▶ _What is being asked_
Your answer must contain each line of the data, copied exactly.

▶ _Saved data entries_
PR #106, opened 2022-08-01
Add optional JAIA_BUILD_NPROC to control the number of processes that the build scripts use

edsanville:
Motivation:  I have a lot of cores on a couple of my machines, and building can take all the RAM and crash the OS.


tsaubergine:
> Motivation: I have a lot of cores on a couple of my machines, and building can take all the RAM and crash the OS.

So clearly you need more RAM :)

tsaubergine (approved):

PR #123, opened 2022-08-09
removed Restart=never

jason-jaia:


ferrom-jaia (approved):
Restart will use the default value "no" by removing this line

PR #127, opened 2022-08-11
Created a doc page with a timing table (incomplete).

edsanville:
The major unknown here is the radio latency.  How long does it take the typical Command or EngineeringCommand to go from hub to bot over the radio?  We may need to write some precise tests to measure this.


jason-jaia (approved):

ferrom-jaia:
@jason-jaia @edsanville 
I think it would be useful to also point to where these times are located so they can be easily changed

PR #130, opened 2022-08-12
Hardcode motor_max_step to be five times faster when slowing the moto…

edsanville:
…r down


jason-jaia (approved):

jason-jaia:
[S4 Feature/Asymetric ramping of motor [0.5]](https://trello.com/c/JnCqCRvK/460-s4-feature-asymetric-ramping-of-motor-05)

PR #132, opened 2022-08-15
bug/Add-Try-Catch-Arduino-Parse

ferrom-jaia:
Added try catch for parsing arduino response, made the arduino proto fields required, and updated number of tries for report failure app to get a acknowledgement


jason-jaia:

▶ _Written answer_
PR #106, opened 2022-08-01
Add optional JAIA_BUILD_NPROC to control the number of processes that the build scripts use

edsanville:
Motivation:  I have a lot of cores on a couple of my machines, and building can take all the RAM and crash the OS.


tsaubergine:
> Motivation: I have a lot of cores on a couple of my machines, and building can take all the RAM and crash the OS.

So clearly you need more RAM :)

tsaubergine (approved):

PR #123, opened 2022-08-09
removed Restart=never

jason-jaia:


ferrom-jaia (approved):
Restart will use the default value "no" by removing this line

PR #127, opened 2022-08-11
Created a doc page with a timing table (incomplete).

edsanville:
The major unknown here is the radio latency.  How long does it take the typical Command or EngineeringCommand to go from hub to bot over the radio?  We may need to write some precise tests to measure this.


jason-jaia (approved):

ferrom-jaia:
@jason-jaia @edsanville 
I think it would be useful to also point to where these times are located so they can be easily changed

PR #130, opened 2022-08-12
Hardcode motor_max_step to be five times faster when slowing the moto…

edsanville:
…r down


jason-jaia (approved):

jason-jaia:
[S4 Feature/Asymetric ramping of motor [0.5]](https://trello.com/c/JnCqCRvK/460-s4-feature-asymetric-ramping-of-motor-05)

PR #132, opened 2022-08-15
bug/Add-Try-Catch-Arduino-Parse

ferrom-jaia:
Added try catch for parsing arduino response, made the arduino proto fields required, and updated number of tries for report failure app to get a acknowledgement


jason-jaia:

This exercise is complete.